[Collected data entries]
PR #1635, opened 2021-11-10
Whitelist and validate attachment file extensions

kimifoud:
#### Summary

- Model allowed/known contentTypes as an enum class
- File extension must match the content type
- Render contentType/extension related error messages in the file upload component

kuva

### DIFF
--- a/service/src/main/kotlin/fi/espoo/evaka/attachment/AttachmentsController.kt
+++ b/service/src/main/kotlin/fi/espoo/evaka/attachment/AttachmentsController.kt
@@ -9,8 +9,10 @@ import fi.espoo.evaka.BucketEnv
 import fi.espoo.evaka.EvakaEnv
 import fi.espoo.evaka.application.ApplicationStateService
 import fi.espoo.evaka.application.utils.exhaust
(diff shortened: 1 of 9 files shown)


service/src/main/kotlin/fi/espoo/evaka/attachment/AttachmentsController.kt
```diff
@@ -265,19 +277,18 @@ class AttachmentsController(
...
+            ContentType.PDF,
+            ContentType.MSWORD,
+            ContentType.MSWORD_DOCX,
+            ContentType.OPEN_DOCUMENT_TEXT,
+            ContentType.TIKA_MSOFFICE,
+            ContentType.TIKA_OOXML,
+        )
 
-    val pedagogicalDocumentAllowedAttacmentContentTypes = defaultAllowedAttachmentContentTypes + listOf(
-        "video/*",
```
reynders, line 280: The explicit list of allowed video and audio formats is more restricted than this, but I agree it is better to have those listed out and then updated when real need arises

reynders (approved):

What you are asked to do: Please filter the entries above down to the lines holding "evaka" and copy them.

The answer:
--- a/service/src/main/kotlin/fi/espoo/evaka/attachment/AttachmentsController.kt
+++ b/service/src/main/kotlin/fi/espoo/evaka/attachment/AttachmentsController.kt
@@ -9,8 +9,10 @@ import fi.espoo.evaka.BucketEnv
 import fi.espoo.evaka.EvakaEnv
 import fi.espoo.evaka.application.ApplicationStateService
 import fi.espoo.evaka.application.utils.exhaust
service/src/main/kotlin/fi/espoo/evaka/attachment/AttachmentsController.kt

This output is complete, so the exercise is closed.